Shear Stress, Shear Velocity, and Turbulence
Shear within flow creates turbulent eddies.
Learning Goals
- Know that (and why) turbulence exists across a range of scales bounded by viscous dampening (smallest eddies) and the size of the container holding the flow (e.g., a river channel)
- Be able to visualize how shear within fluids drives the formation of eddies (and at least imagine how this could cause erosion or sediment transport when exerted on the bed of a river)
- Understand the depth–slope product for basal shear stress and how it is derived.
- Know the definition of the shear velocity and understand its importance in scaling turbulent intensity and its relationship to flow velocity.
Scales of turbulence
Turbulence exists at many scales in a river.
- The smallest eddies are at what we call the “Kolmogorov scale” – the length scale at which viscous dampening removes eddies from the flow.
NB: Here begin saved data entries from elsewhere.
PR #22, opened 2021-08-23
Support PostGIS GEOMETRY columns

sgrimm:
Add a jOOQ data type binding class so that columns of type `GEOMETRY` can be
accessed from application code in a clean way. Currently, the only column of
that type in the database is `features.geom`.

Previously, `features.geom` was unconstrained: it could hold a mix of 2D and 3D
shapes in a mix of coordinate systems. It was up to the application code to ensure
that the shapes were consistent.

Update the database to require that all shapes be in 3D and in the spherical
Mercator (aka "pseudo-Mercator") coordinate system. Attempts to insert 2D shapes
or shapes in a different coordinate system will be rejected by the database.

As part of that, remove the `altitude` column, copying its value into the Z
coordinate of any existing 2D shapes in the database. A single `altitude` column
meant we were unable to express things like polygons on hillsides where not all 
the points had the same altitude.

It's annoying to have to explicitly convert client input to the right coordinate
system, so make the jOOQ bindings automatically do the transformation when
geometry values are passed as arguments to database queries.

Update `FeatureModel` to include a `geom` field and remove `altitude`.

### DIFF
--- a/src/main/kotlin/com/terraformation/backend/gis/api/FeatureController.kt
+++ b/src/main/kotlin/com/terraformation/backend/gis/api/FeatureController.kt
@@ -90,7 +90,6 @@ class FeatureController(private val featureStore: FeatureStore) {
 data class CreateFeatureRequestPayload(
     val layerId: LayerId,
     val shapeType: ShapeType,
-    val altitude: Double? = null,
     val gpsHorizAccuracy: Double? = null,
     val gpsVertAccuracy: Double? = null,
     val attrib: String? = null,
@@ -113,7 +112,6 @@ data class CreateFeatureRequestPayload(
 data class UpdateFeatureRequestPayload(
     val layerId: LayerId,
     val shapeType: ShapeType,
-    val altitude: Double? = null,
     val gpsHorizAccuracy: Double? = null,
     val gpsVertAccuracy: Double? = null,
     val attrib: String? = null,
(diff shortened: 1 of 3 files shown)


sgrimm:
The jOOQ stuff here is probably pretty hard to review without a bunch of extra research, and the binding API documentation isn't stellar. Probably not worth spending tons of time on that part of this and instead focusing on the application code and test coverage. But if you're curious: https://www.jooq.org/doc/3.0/manual/code-generation/custom-data-type-bindings/

The class documentation for the jOOQ `Binding` interface is somewhat more informative, though still assumes a bunch of knowledge: https://github.com/jOOQ/jOOQ/blob/main/jOOQ/src/main/java/org/jooq/Binding.java

sgrimm:
@kallen07 Don't merge this, please. The general gist of it is okay but I realized it isn't dealing adequately with coordinate systems.

I'm kind of out of steam for today but will revise this tomorrow.

While I'm at it I'll throw in some helper code to easily convert to and from GeoJSON. There's a clean way to do it, just need a couple extension methods.

sgrimm:
This turned into a bigger change than I expected, but now it should be much more solid: the database is locked down to a consistent coordinate space. I also implemented GeoJSON support which was pretty cleanly separable from this code; expect another PR for that.

sgrimm:
Oh, also, I updated the initial comment on this PR to cover the more recent changes. If you squash merge this, you'll want to copy-paste that initial comment (click "Edit" on it to get the Markdown version) to use as the commit message body.

PR #23, opened 2021-08-23
Make PhotoRepositoryTest talk to the database

sgrimm:
An upcoming change will change `PhotoRepository` to use PostGIS to store the
GPS coordinates of photos, and it won't make sense to stub out the database at
that point since we'll need to test the conversion from PostGIS to latitude
and longitude.

Make the exising test talk to the database.

This change also uncovered a minor bug in the previous test's stubbing; if the
user doesn't have permission to read an accession, it should look to them like
the accession doesn't exist, not like there's a permission problem.


sgrimm:
Failing check here was some kind of GitHub glitch, I think. It never actually failed, just timed out after sitting there for ~5 hours. I reran the CI job and it worked.

PR #24, opened 2021-08-24
Implemented Plants and Plant Observations API

kallen07:
Implemented create, read, and update endpoints. Included two
batch read endpoints, one of which provides a summary of which
plant species exist in a layer. Did not include a delete endpoint.
If a caller wishes to delete a plant, then they should delete the
entire feature through the Features API.

Overloaded a couple of the layer data permissions checking
functions so that the caller can pass either a layer id or a
feature id.

Changed the Feature and Layer APIs to use plurals - "features" and
"layers". Made the delete feature endpoint throw an error if the
feature does not exist.

### DIFF
--- a/src/main/kotlin/com/terraformation/backend/gis/api/PlantObservationsController.kt
+++ b/src/main/kotlin/com/terraformation/backend/gis/api/PlantObservationsController.kt
@@ -81,7 +81,6 @@ class PlantObservationsController(private val observStore: PlantObservationsStor
   // through the Features API
 }
 
-@Schema(description = "height and diameterAtBreastHeight must be in meters")
 data class CreateObservRequestPayload(
     val featureId: FeatureId,
     val timestamp: Instant,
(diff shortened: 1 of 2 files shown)


kallen07:
@sgrimm Please hold off on reviewing this. I found a few things that need to be changed when I was implementing the Plant Observations API. I will push those changes tomorrow.

kallen07:
@sgrimm Here is the new commit message. If you decide to squash and merge this PR, then use this instead of any of the old commit messages. I'd focus your review on the tests.

--- Main API Changes ---
Implemented create, read, and update endpoints for Plants and
Plant Observations. Plants API includes two somewhat more
involved list endpoints (`/list` and `/list/summary`). Neither API
includes a delete endpoint. If a client wishes to delete a plant 
or a plant observation, then they should delete the entire feature
through the Features API. Especially for the Plant Observations
API, we may want to include delete functionality in the future. 

There are a lot of tests associated with both APIs. Since I'm using
the autogenerated PlantsRow and PlantObservationsRow, there
are more edge cases to handle.

--- Permissions Changes ---
Overloaded a couple of the "layer data" permissions check
functions so that the caller can pass either a layer id or a
feature id.

--- Other API Changes ---
Changed the Feature and Layer APIs to use plurals ("features"
and "layers"). Made the `delete` feature endpoint throw an error
if the feature does not exist. Currently, the permissions check will
also check if the feature exists, but I didn't want to depend on
that in the future.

Fluid viscosity prevents eddies smaller than this from forming.
- The largest eddies exist at the distance across the flow. When considering vertical mixing, as we do when considering velocitgy and shear stress in natural rivers, this is typically the flow depth. There is not enough space available for larger eddies to form.
If we think of eddies as approximately circular, then they have a diameter and we can state that:
Kolmogorov scale < eddy diameter < flow depth
All of these scales of turbulence respond to shear within the flow, and they all in turn affect the flow velocity profile by mixing fluid up and down in the stream.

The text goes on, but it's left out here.